# LGB MTS III - Reprogram



## kclarey1 (Dec 27, 2013)

Hi all,

Just got my LGB RhB Ge 4/4 III Coop loco, went and reprogramed the address and now the sound unit only whistles. I do not have the PC module so I used the 55016 Loco remote. Any help getting all the sounds and pantograph functions back would be greatly appreciated.

Thank you,

Kyle


----------



## Dan Pierce (Jan 2, 2008)

The LGB decoder reset is address 55 with a value of 55.
I beleive the 55015 or computer interface is needed or a friend with a more flexible system.


----------



## Greg Elmassian (Jan 3, 2008)

Dan, is that because of a limitation in the remote, cannot access CV 55?

Greg


----------



## Dan Pierce (Jan 2, 2008)

There are 3 handhelds for the MTS system.
Mouse 8 addresses (1-8) , serial only and only engine address (cv1) can be programmed.
55016 16 addresses (0-15) and P version can do parallel, only cv1-4 can be addressed.
55015 23 addresses (0-22) and P version can do parallel and there is a special cable for programming using indirect addressing ( cv 5 and 6)
Best bet is the 55045 computer interface (the Massoth computer interface is better) that can do programming via a graphic interface and can read back values. Note the MTS handhelds can not read, only write info to decoders.


----------



## Cougar Rock Rail (Jan 2, 2008)

Kyle: Is this a brand new (built by Maerklin) Coop loco with the Maerklin decoder?

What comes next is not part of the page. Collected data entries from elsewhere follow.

PR #112, opened 2016-04-26
Improve Mocha's TestNearest regex polyfill

aaalsaleh:
Improve Mocha's TestNearest regex polyfill (#110). If the nearest test detected is:
- Namespace(s) only, then `^` will be prefixed only. This allows running anything starting with the namespace(s) pattern only (all sub-namespaces and sub-tests).
- Test inside namespace(s), then `^` will be prefixed, and `$` will be postfixed. This allows running anything exactly matching the test pattern inside the namespace(s).
- Test not inside any namespace, then `$` will be postfixed only. This allows running test(s) ending with the test pattern.
- Nothing, then an empty string will be returned.

I've updated `mocha_spec.vim` to reflect the new changes. I've also tested the new changes with both vim-flavor and mocha installation quickly.

### DIFF
--- a/autoload/test/javascript/mocha.vim
+++ b/autoload/test/javascript/mocha.vim
@@ -10,7 +10,7 @@ function! test#javascript#mocha#build_position(type, position) abort
   if a:type == 'nearest'
     let name = s:nearest_test(a:position)
     if !empty(name)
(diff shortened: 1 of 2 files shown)


janko-m:
This is great, thank you!

PR #113, opened 2016-04-27
Run Go nearest tests from their directories

gylaz:
In Go, additional packages can live in subdirectories. In order to run
them properly, the subdirectory needs to be specified.

This fix ensures that the nearest test (by name) is run in the
appropriate directory.

### DIFF
--- a/autoload/test/go/gotest.vim
+++ b/autoload/test/go/gotest.vim
@@ -7,15 +7,16 @@ function! test#go#gotest#test_file(file) abort
 endfunction
 
 function! test#go#gotest#build_position(type, position) abort
-  if a:type == 'nearest'
-    let name = s:nearest_test(a:position)
-    if !empty(name) | let name = '-run '.shellescape(name, 1).' ./'.expand('%:h') | endif
-    return [name]
-  elseif a:type == 'file'
-    let path = fnamemodify(a:position['file'], ':h')
-    return path != '.' ? ['./' . path . '/...'] : []
-  else
+  if a:type == 'suite'
     return ['./...']
+  else
+    let path = './'.fnamemodify(a:position['file'], ':h')
+
+    if a:type == 'file'
+      return path == './.' ? [] : [path . '/...']
+    elseif a:type == 'nearest'
+      return s:build_nearest_args(a:position, path)
+    endif
   endif
 endfunction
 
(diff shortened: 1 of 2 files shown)


codeinabox:
Should this behaviour also be applied to `TestFile`?

gylaz:
This is already applied to `TestFile` (https://github.com/janko-m/vim-test/blob/master/spec/gotest_spec.vim#L35-L40).

janko-m:
Thank you for the PR! From what I understood, both `:TestNearest` and `:TestFile` should have the same "base" – the subdirectory of the package. So I'm wondering if this can be rewritten so that the same code is used for both. For example, your current code uses `%` for current file, however vim-test also supports running tests when current buffer is a non-test file, so it's better to use `a:position['file']` instead, like the `:TestFile` code uses.

Also, since I don't know Go, what is exactly the difference between `./mypackage` (used in `:TestNearest`) and `./maypackage/...` (used in `:TestFile`)? Meaning which one should be used for both? From what I understood, the `...` is for recursing into subdirectories, so maybe that should be used for nearest tests as well, but I'm not sure.

gylaz:
> From what I understood, both :TestNearest and :TestFile should have the same "base" – the subdirectory of the package. So I'm wondering if this can be rewritten so that the same code is used for both. For example, your current code uses % for current file, however vim-test also supports running tests when current buffer is a non-test file, so it's better to use a:position['file'] instead, like the :TestFile code uses.

Makes sense.

> From what I understood, the `...` is for recursing into subdirectories, so maybe that should be used for nearest tests as well, but I'm not sure.

Your understanding is correct, as long as subdirectories contain packages. 
From `go help packages`:
> Such a pattern expands to all package
directories found in the GOPATH trees with names matching the
patterns.  As a special case, x/... matches x as well as x's subdirectories.
For example, net/... expands to net and packages in its subdirectories.

I don't think we should use it for nearest tests. Say we run `go test -run 'TestFoo' ./...`. That command would find all the tests that matched `TestFoo` from the current package all the packages in subdirectories. If we want to be specific and ensure only the targeted test is ran, then I think `...` is not the right tool.

I think there is actually a bug in the current `TestFile` implementation. It will not only run the current test file, but all of the test files in the current package (and packages in subdirectories). I can open a separate PR to fix that.

gylaz:
Changes in 40e51d22d158e2d1ff4bd40c33475f64d217043f.

janko-m:
Thank you for your contribution!

PR #114, opened 2016-05-03
Provide filename for Go's TestFile and TestNearest

gylaz:
Providing a filename to the `go test` command ensures that only the
tests in that file are ran. This way if a similar test name exists in
another file (in the same package) it doesn't run.

### DIFF
--- a/autoload/test/go/gotest.vim
+++ b/autoload/test/go/gotest.vim
@@ -10,10 +10,10 @@ function! test#go#gotest#build_position(type, position) abort
   if a:type == 'suite'
     return ['./...']
   else
-    let path = './'.fnamemodify(a:position['file'], ':h')
+    let path = fnamemodify(a:position['file'], '.')
 
     if a:type == 'file'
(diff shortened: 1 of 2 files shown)


janko-m:
Thank you for the patch. It would be great if Go runner was that simple, but it seems that [this will work only in certain cases](http://stackoverflow.com/questions/16935965/how-to-run-test-cases-in-a-specified-file/16936314#16936314). Also, see https://github.com/janko-m/vim-test/pull/17.

On the other hand, not being able to tell `go test` to just run tests for a single test file is horrible. I don't know what is the right solution here.

gylaz:
@janko-m You are correct. Thanks for pointing that situation out. Perhaps keeping things as-is (`go run ./subdir`), is the best solution in this case. Feel free to close.

janko-m:
Ok, as I'm pretty sure that `go test` doesn't have a generic way for running a single test file (judging from #17), I will close this.

Issue #97, opened 2016-03-29
Support for Javascript + "tape"


bugeats:
Tape is a minimalistic test runner for Javascript:

https://github.com/substack/tape

As you can see from the above link, it also supports many formatters/reporters. From what I understand of vim-test so far, it looks like you could take your pick from one of those as long as core support for `tape` is added.

janko-m:
This seems like a reasonably popular JS test runner, so it makes sense to include it in vim-test. The only non-trivial part is figuring out how to correctly support formatters, since each one seems to be used a bit differently. I will try to get on it tomorrow.

janko-m:
I haven't found time for integrating tape, but it would be great if someone from tape users could write an integration. I will close this then, as it is not a feature that I have time to implement.

bugeats:
>  it would be great if someone from tape users could write an integration

Isn't that the point of this ticket? I recommend you keep tickets like this open so that people that want to contribute can have a reference.

aaalsaleh:
It is fairly easy to implement tape support, and I've already did it. I even allowed a `#reporter` config to specify one of the custom reporters if needed.

However, it is impossible to differentiate between the different javascript frameworks using just the `#test_file` methods. Both Mocha and Tape can have js files under 'test/tests' directory, and the current design of a mere file pattern check is insufficient to differentiate between the two. I had to check whether `node_modules/.bin/mocah` vs `node_modules/.bin/tape` existed along with the file pattern in order to differentiate between which one to use. For example:
```viml
function! test#javascript#mocha#test_file(file) abort
  return filereadable('node_modules/.bin/mocha') && a:file =~# g:test#javascript#mocha#file_pattern
endfunction
```
and
```viml
function! test#javascript#tape#test_file(file) abort
  return filereadable('node_modules/.bin/tape') && a:file =~# g:test#javascript#tape#file_pattern
endfunction
```
Checking these local binaries is the only way to differentiate between them, otherwise one of them will always take precedence.

janko-m:
Thank you for the investigation. Yes, that's why I made `#test_file` functions, so that in addition to pattern matching you can also inspect the environment for whatever you can find.

I like most your first proposed apporach, where you check for the executables in node_modules. It's great that you also thought of reporters, do you think that you could make the `#reporter` variable accept an array, which allows you to pipe multiple reporters at the end? I saw somewhere that this can be done and is useful. In that case it should probably be named `#reporters`.

aaalsaleh:
[...]

PR #119, opened 2016-06-03
Add support for JavaScript TAP-based testing frameworks

aaalsaleh:
Add support for JavaScript TAP-based testing frameworks, as requested in #97.
- It can detect a locally installed `tape` or `tap` (under the local `node_modules/.bin/*` only).
- It can be extended to support any other TAP-based frameworks using the config `g:test#javascript#tap#runners`.
- It can be configured to use any locally installed reporters through the config `g:test#javascript#tap#reporters`
- If multiple reporters are specified and only one of them is installed, it will be used as the reporter.
- If multiple reporters are specified and installed locally, they will be piped one after the other. Of course, all reporters except the last one must provide TAP output for the following reporter. Only certian reporters produce TAP output (e.g. `tap-notify`).
- If multiple reporters are specified and none of them is installed, no reporter will be used (default TAP output).
- Only `TestFile` and `TestSuite` are supported. Since there is no way to specify a certain test, `TestNearest` is the same as `TestFile`.

### DIFF
--- a/README.md
+++ b/README.md
@@ -7,9 +7,9 @@ A Vim wrapper for running tests on different granularities.
 Currently the following testing frameworks are supported:
 
 | Language       | Frameworks                            | Identifiers                                  |
-| :------------: | ------------------------------------- | -------------------------------              |
+| :------------: | ------------------------------------- | -------------------------------------------- |
 | **Ruby**       | RSpec, [Minitest][minitest], Cucumber | `rspec`, `minitest`, `cucumber`              |
-| **JavaScript** | Intern, Mocha, Jasmine                | `intern`, `mocha`, `jasmine`                 |
+| **JavaScript** | Intern, TAP, Mocha, Jasmine           | `intern`, `tap`, `mocha`, `jasmine`          |
 | **Python**     | Nose, PyTest, Django                  | `nose`, `pytest`, `djangotest`, `djangonose` |
 | **Elixir**     | ExUnit, ESpec                         | `exunit`, `espec`                            |
 | **Go**         | Go                                    | `gotest`                                     |
--- a/autoload/test/javascript/tap.vim
+++ b/autoload/test/javascript/tap.vim
@@ -1,0 +1,44 @@
+if !exists('g:test#javascript#tap#file_pattern')
+  let g:test#javascript#tap#file_pattern = '\vtests?/.*\.js$'
+endif
+
+if !exists('g:test#javascript#tap#runners')
+  let g:test#javascript#tap#runners = ['tape', 'tap']
+endif
+
+if !exists('g:test#javascript#tap#reporters')
+  let g:test#javascript#tap#reporters = []
+endif
+
+function! test#javascript#tap#test_file(file) abort
+  return !empty(test#javascript#tap#executable()) && a:file =~# g:test#javascript#tap#file_pattern
+endfunction
+
+function! test#javascript#tap#build_position(type, position) abort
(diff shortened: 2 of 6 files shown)


janko-m:
Thank you so much! ❤️

I just have a few comments:

1. I like the generality of TAP-based testing frameworks that you've enabled. However, are there currently any such frameworks besides tape? Also, is the `tap` executable a convention for running TAP-based frameworks? Because although `tap-*` reporters will work for any TAP output, as far as I can tell they all only mention tape. So, even though the tape test.vim runner can be generalized, I'm more inclined to keep the name of the runner "tape" rather than "tap", since later on we might want to add tape-specific support (if tape introduces some options).

2. I don't think that `g:test#javascript#tap#runners` is necessary, since test.vim always allows you to change the executable for any runner by setting `g:test#{language}#{runner}#executable`. If in 1. we decide to keep only `tape`, maybe `test#javascript#tap#executable()` could just be:

  ```rb
  function! test#javascript#tap#executable() abort
    return 'node_modules/.bin/tape'
  endfunction
  ```

3. Judging from the tape README, I think that test suite pattern should be changed from `test/*.js` to `test/**/*.js` in order to properly recurse.

4. Great work with the reporters.

aaalsaleh:
Glad I could help.

1. Yes, there is also [tap](https://github.com/tapjs/node-tap), also some other reporters have their own dedicated cli, and there might be other testing framework that could output TAP stream now or in the future. No, `tap` is not the standard executable, as you can have any framework produce TAP stream. Actually, The [TAP](https://testanything.org) is a standard for output stream, and it is supported by multiple frameworks across multiple languages.

2. The good thing with having multiple runners and reporters is that (1) any runner found could be used with any reporter found removing the need to support each one, and (2) you can have different project using different TAP-based runners without needing to change the global `#executable` back and forth (e.g. between `tape` and `tap`).

3. This one is tricky. The `tap` support the `test/*` to run all tests and subtests, while `tape` introduced the glob `test/**/*.js` and doesn't support the former. Most importantly, the `test/**/*.js` assumes all tests are in sub-directories, and **those in the root `test/` will not be tested**. It will be impossible to test flat tests structure with `TestSuite` if it was changed to `test/**/*.js`. The common ground is `test/*.js` which is supported by both (but assume all tests in root `test/`). Regardless, I personally believe that `tape` should support `test/*` or `test/` which runs everything recursively.

4. Thanks!

I intentionally named it `tap` since I expected such comments. I think best action is either:

1. Have all TAP-based framework in a single `tap.vim`, and handle each specific framework option manually by checking which executable have been detected. Less redundancy, multiple simultaneous  support, and partial future support. However, more cases when handling special options (should be one `if-else` both returning array currently).

2. Keep the current `tap.vim` as it is, and migrate support for `tape` in a new `tape.vim`. Clear separation between `tape` and other TAP-based frameworks. However, more redundant code (almost the same), and more configurations (reporters).

I personally prefer the first, but wouldn't mind the second. Either case, I recommend adding TAP support for other languages since they share the same code (minus the executable).

janko-m:
Thank you very much for the detailed explanation, I now completely understand the reasoning for your implementation. I will merging shortly, and will then change the suite to `"test/**/*.js"` (with quoting).

On a side note, I don't understand why are there two test frameworks named by the *output* they generate. As I understood TAP is a general output, which means that you should theoretically be able to configure any test runner of any language to output in the TAP format. I mean, they're probably both great, it's just that for me the "framework" and "output" are two completely separate things.

PR #120, opened 2016-06-07
Update tslime link in README

jgeiger:
The previous link no longer exists and this seems to be the currently maintained fork.


janko-m:
Thanks!

PR #124, opened 2016-06-15
Add basic karma runner

### LINKED ISSUE #123: Support karma test runner
While `vim-test` supports the test suites `jasmine` and `mocha`, it does not support running tests through `karma`, which is quite common especially on angular projects. A new runner needs to be added to accomodate this configuration.

Kjir:
Add a basic karma runner which doesn't restrict the tests being run in any way due to the limitations in how `karma` selects the tests to run.

resolves #123

### DIFF
--- a/autoload/test/javascript/karma.vim
+++ b/autoload/test/javascript/karma.vim
@@ -1,0 +1,37 @@
+if !exists('g:test#javascript#karma#file_pattern')
+  let g:test#javascript#karma#file_pattern = '\v^spec/.*spec\.(js|jsx|coffee)$'
+endif
+
+function! test#javascript#karma#test_file(file) abort
+  return a:file =~? g:test#javascript#karma#file_pattern
+endfunction
+
+function! test#javascript#karma#build_position(type, position) abort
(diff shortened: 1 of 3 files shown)


janko-m:
Thanks a lot for the PR! ❤️

Kjir:
It's not perfect, I have in mind future improvements, whenever I manage to find the time I will make another PR 😄 

In case you're wondering the way we detect the tool to use should be improved since right now it overlaps with jasmine and it needs a custom configuration to be able to choose karma. That's against the projects philosophy so it needs to change!

janko-m:
@Kjir Ah, I didn't notice that. Maybe detecting `node_modules/.bin/karma` is enough, like in the [TAP runner](https://github.com/janko-m/vim-test/blob/ee4099c252a27da232815544da2832ae1d9a8580/autoload/test/javascript/tap.vim#L14)? In that case it should be added to Jasmine as well.

Kjir:
Yeah that's what I wanted to do! Thanks for pointing me to an appropriate example, I foresee some copy&paste ahead 😄

PR #126, opened 2016-06-24
Add runner for M, a Test::Unit runner that runs tests by line number

ruuts:
https://github.com/qrush/m

The default minitest runner sometimes has issues with the nested spec
syntax. Describe > describe etc.

Let's not reinvent the wheel, let's use M.

Example .vimrc settings:

" register the M runner.
let test#runners = {'Ruby': ['M']}
" you want to set the runner_commands because otherwise the default
" minitest runner will be used. In our case we had multiple test
" suites.. legacy!
let g:test#runner_commands = ['M', 'Cucumber', 'Rspec']

### DIFF
--- a/autoload/test/ruby/m.vim
+++ b/autoload/test/ruby/m.vim
@@ -1,0 +1,33 @@
+if !exists('g:test#ruby#m#file_pattern')
+  let g:test#ruby#m#file_pattern = '_test\.rb$'
+endif
+
+function! test#ruby#m#test_file(file) abort
+  return a:file =~# g:test#ruby#m#file_pattern
+endfunction
+
+function! test#ruby#m#build_position(type, position) abort
+  if a:type == 'nearest'
+    return [a:position['file'].':'.a:position['line']]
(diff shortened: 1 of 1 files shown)


janko-m:
Thanks for the pull request! Yeah, it's much better to have the test runner itself able to execute by line number, I didn't know about `m` or `maxitest` when I was created vim-test. I will merge shortly.

ruuts:
I didn't new about maxitest. Thanks! I think prefer M in our case since it's not changing minitest itself, it just sticks to being a runner.

janko-m:
In order to give people choice whether they want to use the M runner or Minitest's default runner (for reasons described in https://github.com/janko-m/vim-test/commit/153b5de3338c372fe9dd7138edb383013ddd5e84), I've made using M opt-in:

```vim
let g:test#ruby#minitest#executable = 'm'
```

ruuts:
@janko-m perfect! btw thanks for making vim-test. Really saves me a lot of time!

PR #132, opened 2021-06-08
Implement multi_transform

### LINKED ISSUE #129: Feature Proposal: multi-optimizer / multi-transform
Currently, to apply different optimizers to different sets of parameters, you need to construct multiple masks and chain them. For example, to optionally apply weight decay to some parameters and not to others:

```py
tx = optax.chain(
    optax.masked(optax.adamw(0.01, weight_decay=0.0), 
                 mask=partial(jax.tree_map, lambda p: p.ndim == 1)),
    optax.masked(optax.adamw(0.01, weight_decay=1e-3), 
                 mask=partial(jax.tree_map, lambda p: p.ndim != 1)),
)
```

However, this has a few issues:
1. When you have more than two groups, creating mask functions for them all becomes verbose
2. The burden of verifying the masked groups are mutually exclusive falls on the user (which can be bothersome for groups > 2)
3. This solution isn't obvious to a new user

I'd like to propose a `multi_transform` (or `multi_transformation`, as always naming is hard) that generalizes `optax.masked`:

```py
def multi_transform(transforms: Sequence[GradientTransformation], 
                    partition: Union[PyTree, Callable[[base.Params], PyTree]]):
  ... 
```
Where `partition` is a pytree where the leaves contain an index (or a function that returns such a pytree given the parameters). The index corresponds to a `GradientTransformation` in `transforms`.

With this, our above example would be:
```py
tx = optax.multi_transform(
    [optax.adamw(0.01, weight_decay=1e-3), optax.adamw(0.01, weight_decay=0.0)],
    partition=partial(jax.tree_map, lambda p: int(p.ndim == 1)))  # 0 for weight decay, 1 for no weight decay
```

This solves our above problems:
1. You only need one pytree (function)
2. The groups are mutually exclusive by design, since there's only one pytree with indices
3. The name matches what users would expect from such a feature (due to similar naming in other libraries, e.g. [Flax](https://flax.readthedocs.io/en/latest/flax.optim.html#flax.optim.MultiOptimizer)).

Minor details:
- `partition` could just be `partition_fn: Callable[[base.Params], PyTree]` (I left it as `partition` to mirror the signature of `masked`).
- `partition` could have a different name, perhaps `indices`.

cc: @mtthss @jheek @andsteing

n2cholas:
Closes #129

Should this function also accept a raw PyTree, just like `optax.masked`? I think it makes more sense for the arguments to be independent of the param structure. But, that introduces some API inconsistency between this function and `masked`


mtthss:
I think it would be nice if does support both. Are there any downsides?

n2cholas:
I don't think there are any downsides (apart from a _slightly_ more complex signature). Implementation wise it's pretty simple (same as how we check in `masked`). I'll update the implementation!

mtthss:
Looks great to me,

@jheek
@avital

Any thoughts?

jheek:
LGTM, should there maybe be a sentinel mapping like `None` means "not optimized"?

n2cholas:
@jheek users can use the `optax.identity()` transformation for parameters that shouldn't be updated. I agree a detailed example would be helpful in the docstring, I'll work on that.

mtthss:
Could you move this to `_src/combine.py`?

mtthss (approved):

PR #165, opened 2021-07-28
Explictly pass fast params to fast optimizer in lookahead

jtamanas:
Passing LookaheadParams causes issues with non-adam optimizers


mkunesch (approved):
Thanks a lot for the fix!

PR #183, opened 2021-09-07
Bugfix for optax.maybe_update

lukaszlew:


optax/_src/wrappers.py
```diff
@@ -379,7 +379,7 @@ def do_update(_):
       return inner.update(updates, state.inner_state, params)
 
     def reject_update(_):
-      return updates, state.inner_state
+      return jax.tree_map(jnp.zeros_like, updates), state.inner_state
```
fabioviola, line 382: This proposed change breaks the intended behavior of the function. 
As per the docstring: 

>  When not calling the inner update function, the `updates` and the inner state are left untouched and just passed through.

mkunesch:
Thanks a lot for the comment! Since this is the intended behaviour I'm closing the PR, but we have added an issue #185 to add documentation to help make this clearer.

PR #186, opened 2021-09-14
[Adafactor] add weight decay mask

patrickvonplaten:


optax/_src/alias.py
```diff
@@ -111,6 +112,10 @@ def adafactor(
       weight_decay_rate: (float) optional rate at which to decay weights.
       eps: (float) regularization constant for root mean squared gradient.
       factored: (bool) whether to use factored second-moment estimates.
+      mask: a tree with same structure as (or a prefix of) the params PyTree,
```
patrickvonplaten, line 115:
```suggestion
      weight_decay_mask: a tree with same structure as (or a prefix of) the params PyTree,
```

optax/_src/alias.py
```diff
@@ -83,6 +83,7 @@ def adafactor(
     weight_decay_rate: Optional[float] = None,
     eps: float = 1e-30,
     factored: bool = True,
+    weight_decay_mask: Optional[Union[Any, Callable[[base.Params], Any]]] = None,
```
merrymercy, line 86: I think `weight_decay_mask` is definitely a better name.
Should we update all `mask` in existing optimizers for weight decay to `weight_decay_mask`?

merrymercy (commented):
Thanks for your contribution! I also need this feature. Could you please fix the CI errors and let the mainterins merge this?

optax/_src/alias.py
merrymercy: I mean these lines @mtthss 
https://github.com/deepmind/optax/blob/3d666d92211dc0e2689c3acf82656d6286952733/optax/_src/alias.py#L354
https://github.com/deepmind/optax/blob/3d666d92211dc0e2689c3acf82656d6286952733/optax/_src/alias.py#L223

mkunesch (approved):
Thanks a lot for adding this feature! Looks good to me.

PR #187, opened 2021-09-20
change int64 to int32 to avoid warnings

rdaems:
I have some annoying warnings because the int64 are converted to int32 on my GPU.
They can easily be avoided by changing the dtypes to int32 (which is quite sufficient).

### DIFF
--- a/optax/_src/wrappers.py
+++ b/optax/_src/wrappers.py
@@ -124,9 +124,9 @@ def apply_if_finite(
 
   def init(params):
     return ApplyIfFiniteState(
-        notfinite_count=jnp.zeros([], jnp.int64),
+        notfinite_count=jnp.zeros([], jnp.int32),
         last_finite=jnp.array(True, jnp.bool_),
-        total_notfinite=jnp.zeros([], jnp.int64),
+        total_notfinite=jnp.zeros([], jnp.int32),
         inner_state=inner.init(params))
 
   def update(updates, state, params=None):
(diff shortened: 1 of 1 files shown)


mkunesch (changes requested):
Hi! Thanks a lot for pointing this out and filing a PR!

For completeness and for others who are seeing this, I think the warning you are referring to is:
```
UserWarning: Explicitly requested dtype <class 'jax._src.numpy.lax_numpy.int64'> requested in zeros is not available, and will be truncated to dtype int32.
```
This warning should only appear the first time a jit compiled function is called.

We have to be a bit careful with this change I think because there are models that are trained for long enough to exceed 2^31 steps. Having said this, all other parts of optax use (safely incremented) int32s so I think it makes sense to bring the wrappers in line.

Could you modify the PR to use `numerics.safe_int32_increment` for all the counters you have changed to int32? This ensures that users don't get completely surprising behaviour due to a negative step count.

rdaems:
I hope I did it right now, I changed all `+1` occurences with `safe_int32_increment`.
All tests are ok. And I fetched upstream.

Now I do have errors when I use the faulty dtype. It seems everything is covered.

mkunesch (changes requested):
Hi @rdaems! Thanks a lot for making the changes - this looks great! I have found one more place where a safe increment should be used (total_notfinite wasn't yet incremented safely). Could you add it there too?

Thanks a lot again for raising this! The change doesn't only get rid of warning, it also makes the code safer: previously if int64 wasn't supported, users would get int32 with unsafe increments that might lead to negative numbers. It's good to change this to guarantee "safe" increments on all architectures.

mkunesch:
Btw: this is a small change so I'd be happy to approve the PR and patch the change in myself as it is merged. Let me know whether that's okay for you :-)! Thanks a lot again!

rdaems:
Hi @mkunesch 
Sorry for my slow response. I hope I did that last one correct.

Nice to hear that the change also makes the code safer!

mkunesch (approved):
Looks great! Thank you very much!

If so, your manual should have the instructions for programming with the 55015 and the default settings that decoder came with.
Also, have a look here on the LGB website that has special info on programming that decoder:

http://www.lgb.com/en/products/tools_downloads/Technical information/cv-calculator.html

Keith


----------



## kclarey1 (Dec 27, 2013)

Thanks to everyone who replied. Dan, I think as I amass more locos I will need to invest in the computer interface. Keith, thank you for sending me that link. After letting it sit most of the weekend, I cam back today and everything was functioning again under the address. Quite odd, but I won't question it. 

Kyle


----------



## Dan Pierce (Jan 2, 2008)

You would be better off to invest in a DCC system that does more than the MTS system.
128 speed steps gives much smoother operation and direct programming makes life easier as well as being able to read CV values before changing them.


----------